And you need to give the matter your first thought, because up to now you've been limping along on emotional puke.

"If the right to privacy is rooted in the Constitution, as the Supreme Court has maintained, then it applies across the nation and should not be left to the states do decide--any more than freedom of speech or freedom of religion should vary from state to state."

The Constitution says nothing about privacy. The Supreme Court did some creative interpretation to conclude that the right to freedom from unreasonable search and seizure (Section 8) is equivalent to a Charter right to privacy. Their famous canard "reasonable expectation to privacy" is particularly laughable.

"I therefore conclude that libertarians are no more consistent in their politics than conventional politicians and deserve no more respect."

Like I said--all your arguments in favor of abortion are emotional, and therefore are no argument at all. Feelings are not on a level with facts, no matter how much you wish they were.

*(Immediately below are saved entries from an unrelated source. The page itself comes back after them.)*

PR #115, opened 2016-10-02
Base template

ricco386:
This is just a first step to copy the design we had in PyCon SK 2016 as a base template.


konfera/static/konfera/css/pycon.css
```diff
@@ -0,0 +1,656 @@
...
+
+hr {
+  border-color:#ececec;
+}
+input, select {
+  width: 98%;
+  margin: 1px 0;
+}
+button {
+ outline: 0;
```
ZoltanOnody: In most of the file we use 2 spaces, here is just one (same applies for some other lines). Let's keep it consistent.

konfera/utils.py
```diff
@@ -0,0 +1,13 @@
+from django.conf import settings
+
+
+def collect_view_data():
```
ZoltanOnody: Instead of creating a util and invoking it in every single view. I'd create a [context processor](https://docs.djangoproject.com/en/1.10/ref/templates/api/#writing-your-own-context-processors)

konfera/templates/konfera/base.html
```diff
@@ -11,17 +13,77 @@
...
+            <li><a href="mailto:info%40pycon.sk"><span class="glyphicon glyphicon-envelope" aria-hidden="true"></span> info@pycon.sk</a></li>
+            <li class="hide"><a href="../sitemap.xml">sitemap.xml</a></li>
+            -->
+          </ul>
+
+        </div>
+      </div>
+      <div class="row">
+        <div class="col-md-12">
+          <small class="text-center"><a href="https://www.python.org/psf/trademarks/pycon/" target="_blank">PyCon™</a>is a trademark for worldwide conference activities claimed by the <a href="https://www.python.org/psf-landing/" target="_blank">Python Software foundation</a>.</small>
```
ZoltanOnody: Let's keep the line length bellow 120 chars in templates as well. This is hard to read.

ricco386:
all done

Posted by: Shane Matthews | 2009-07-28 11:55:35 PM

An ignorant response: "I'm not a libertarian. I'm a classical liberal. I don't like government interference either, but a law against the unjustifiable killing of an innocent I'm willing to support." This reply, of course, completely disregards the arguments that I've presented above. It's as though Shane Matthews was so eager to add his two-cents worth that he cannot even take the time to study the arguments I have presented. If we take viability as the point at which a "right to life" first applies, then abortions prior to that stage are not murder because they do not involve the killing of a person. And during the third trimester, they only qualify as murder if they are done for reasons other than to preserve the life or the health of the pregnant woman.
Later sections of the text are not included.